--- WHAT THE TASK REQUIRES ---
Below are the entries to work from; restate word for word the portion that opens with the line containing "PR #1208, opened 2018-12-26" and closes with the line containing "frequent PROJ keywords.", keeping both.

⟨

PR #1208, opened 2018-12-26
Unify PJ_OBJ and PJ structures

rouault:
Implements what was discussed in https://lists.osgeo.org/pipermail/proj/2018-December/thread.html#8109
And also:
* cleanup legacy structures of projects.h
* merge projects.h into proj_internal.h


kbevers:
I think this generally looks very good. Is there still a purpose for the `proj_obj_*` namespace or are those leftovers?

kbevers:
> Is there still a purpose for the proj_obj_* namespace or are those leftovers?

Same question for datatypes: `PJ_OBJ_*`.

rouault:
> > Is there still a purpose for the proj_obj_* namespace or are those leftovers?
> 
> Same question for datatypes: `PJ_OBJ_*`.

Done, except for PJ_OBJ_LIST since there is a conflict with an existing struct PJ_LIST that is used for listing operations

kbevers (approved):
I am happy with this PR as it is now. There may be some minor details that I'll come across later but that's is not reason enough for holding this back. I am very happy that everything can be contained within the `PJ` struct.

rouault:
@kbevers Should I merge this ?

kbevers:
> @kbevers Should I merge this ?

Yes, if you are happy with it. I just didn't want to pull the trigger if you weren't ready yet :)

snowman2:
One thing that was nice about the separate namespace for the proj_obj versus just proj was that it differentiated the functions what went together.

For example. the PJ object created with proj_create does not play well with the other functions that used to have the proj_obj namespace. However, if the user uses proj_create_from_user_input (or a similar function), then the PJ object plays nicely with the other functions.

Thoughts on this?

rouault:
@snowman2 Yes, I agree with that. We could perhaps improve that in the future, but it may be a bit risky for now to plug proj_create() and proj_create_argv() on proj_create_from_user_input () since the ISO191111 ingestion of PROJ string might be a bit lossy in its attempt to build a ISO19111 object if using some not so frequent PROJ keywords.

⟩
⟨

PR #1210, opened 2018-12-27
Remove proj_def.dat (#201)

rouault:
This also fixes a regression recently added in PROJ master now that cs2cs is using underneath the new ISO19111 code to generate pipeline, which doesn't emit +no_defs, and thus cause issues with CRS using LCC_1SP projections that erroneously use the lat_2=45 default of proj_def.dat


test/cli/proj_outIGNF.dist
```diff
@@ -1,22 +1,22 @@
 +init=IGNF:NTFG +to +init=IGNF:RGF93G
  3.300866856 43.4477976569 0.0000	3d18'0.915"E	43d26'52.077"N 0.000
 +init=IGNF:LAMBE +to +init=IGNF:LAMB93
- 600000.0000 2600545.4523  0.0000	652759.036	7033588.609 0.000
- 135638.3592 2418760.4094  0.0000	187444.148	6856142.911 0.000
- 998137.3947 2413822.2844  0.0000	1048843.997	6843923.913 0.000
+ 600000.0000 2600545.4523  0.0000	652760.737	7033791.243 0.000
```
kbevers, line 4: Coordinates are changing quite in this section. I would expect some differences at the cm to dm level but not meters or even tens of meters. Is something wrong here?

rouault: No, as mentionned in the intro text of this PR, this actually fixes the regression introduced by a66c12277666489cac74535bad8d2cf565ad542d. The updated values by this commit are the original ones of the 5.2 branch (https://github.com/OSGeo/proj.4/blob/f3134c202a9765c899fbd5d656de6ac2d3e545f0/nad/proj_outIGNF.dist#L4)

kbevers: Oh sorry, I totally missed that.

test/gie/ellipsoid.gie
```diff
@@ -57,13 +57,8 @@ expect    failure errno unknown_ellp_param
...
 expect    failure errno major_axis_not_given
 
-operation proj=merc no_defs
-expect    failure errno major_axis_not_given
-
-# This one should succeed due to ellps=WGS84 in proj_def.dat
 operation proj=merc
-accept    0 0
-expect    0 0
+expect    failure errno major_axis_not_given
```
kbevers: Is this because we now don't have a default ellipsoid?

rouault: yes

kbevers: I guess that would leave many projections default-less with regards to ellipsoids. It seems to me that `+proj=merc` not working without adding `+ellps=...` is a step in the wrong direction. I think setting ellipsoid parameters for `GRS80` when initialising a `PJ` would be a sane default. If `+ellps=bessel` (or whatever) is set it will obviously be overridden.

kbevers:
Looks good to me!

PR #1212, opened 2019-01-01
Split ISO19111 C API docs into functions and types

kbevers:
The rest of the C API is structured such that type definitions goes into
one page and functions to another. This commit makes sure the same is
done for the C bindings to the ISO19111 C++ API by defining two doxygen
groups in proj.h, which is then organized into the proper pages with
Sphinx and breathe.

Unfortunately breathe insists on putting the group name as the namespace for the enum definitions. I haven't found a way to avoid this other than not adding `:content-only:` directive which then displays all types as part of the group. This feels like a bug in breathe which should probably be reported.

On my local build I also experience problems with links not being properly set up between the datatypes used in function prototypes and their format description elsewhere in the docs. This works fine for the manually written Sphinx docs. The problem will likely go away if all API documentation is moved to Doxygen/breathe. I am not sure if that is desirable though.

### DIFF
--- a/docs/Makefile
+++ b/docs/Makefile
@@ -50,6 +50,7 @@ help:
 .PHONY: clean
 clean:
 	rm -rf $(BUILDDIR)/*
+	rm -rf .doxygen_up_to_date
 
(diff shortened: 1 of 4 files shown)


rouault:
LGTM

⟩

--- COMPLETED TASK ---
PR #1208, opened 2018-12-26
Unify PJ_OBJ and PJ structures

rouault:
Implements what was discussed in https://lists.osgeo.org/pipermail/proj/2018-December/thread.html#8109
And also:
* cleanup legacy structures of projects.h
* merge projects.h into proj_internal.h


kbevers:
I think this generally looks very good. Is there still a purpose for the `proj_obj_*` namespace or are those leftovers?

kbevers:
> Is there still a purpose for the proj_obj_* namespace or are those leftovers?

Same question for datatypes: `PJ_OBJ_*`.

rouault:
> > Is there still a purpose for the proj_obj_* namespace or are those leftovers?
> 
> Same question for datatypes: `PJ_OBJ_*`.

Done, except for PJ_OBJ_LIST since there is a conflict with an existing struct PJ_LIST that is used for listing operations

kbevers (approved):
I am happy with this PR as it is now. There may be some minor details that I'll come across later but that's is not reason enough for holding this back. I am very happy that everything can be contained within the `PJ` struct.

rouault:
@kbevers Should I merge this ?

kbevers:
> @kbevers Should I merge this ?

Yes, if you are happy with it. I just didn't want to pull the trigger if you weren't ready yet :)

snowman2:
One thing that was nice about the separate namespace for the proj_obj versus just proj was that it differentiated the functions what went together.

For example. the PJ object created with proj_create does not play well with the other functions that used to have the proj_obj namespace. However, if the user uses proj_create_from_user_input (or a similar function), then the PJ object plays nicely with the other functions.

Thoughts on this?

rouault:
@snowman2 Yes, I agree with that. We could perhaps improve that in the future, but it may be a bit risky for now to plug proj_create() and proj_create_argv() on proj_create_from_user_input () since the ISO191111 ingestion of PROJ string might be a bit lossy in its attempt to build a ISO19111 object if using some not so frequent PROJ keywords.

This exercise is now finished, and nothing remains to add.